[[ Given records open ]]
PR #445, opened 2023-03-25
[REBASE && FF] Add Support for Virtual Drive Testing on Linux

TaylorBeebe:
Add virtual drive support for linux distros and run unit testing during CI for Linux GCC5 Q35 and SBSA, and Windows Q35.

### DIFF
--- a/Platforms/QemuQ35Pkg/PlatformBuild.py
[[ Given records closed ]]
[[ Given records open ]]
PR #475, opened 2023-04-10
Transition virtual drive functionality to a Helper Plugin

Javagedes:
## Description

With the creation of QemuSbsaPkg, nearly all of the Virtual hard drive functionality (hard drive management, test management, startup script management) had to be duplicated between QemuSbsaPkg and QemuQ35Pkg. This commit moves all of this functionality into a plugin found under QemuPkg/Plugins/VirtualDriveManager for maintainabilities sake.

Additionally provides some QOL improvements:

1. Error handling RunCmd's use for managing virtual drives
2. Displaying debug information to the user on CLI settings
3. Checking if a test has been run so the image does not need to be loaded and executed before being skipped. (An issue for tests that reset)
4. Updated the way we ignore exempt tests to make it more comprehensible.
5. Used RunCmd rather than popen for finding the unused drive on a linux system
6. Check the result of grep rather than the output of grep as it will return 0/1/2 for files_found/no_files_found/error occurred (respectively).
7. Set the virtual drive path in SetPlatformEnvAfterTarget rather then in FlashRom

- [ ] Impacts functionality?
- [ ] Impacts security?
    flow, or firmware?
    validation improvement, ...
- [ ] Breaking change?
[[ Given records closed ]]
**Task brief**
Copy the lines above exactly, beginning at the line that has "7. Set the virtual" and stopping after the line that has "- [ ] Breaking change?", and omit the rest.

**Output below**
7. Set the virtual drive path in SetPlatformEnvAfterTarget rather then in FlashRom

- [ ] Impacts functionality?
- [ ] Impacts security?
    flow, or firmware?
    validation improvement, ...
- [ ] Breaking change?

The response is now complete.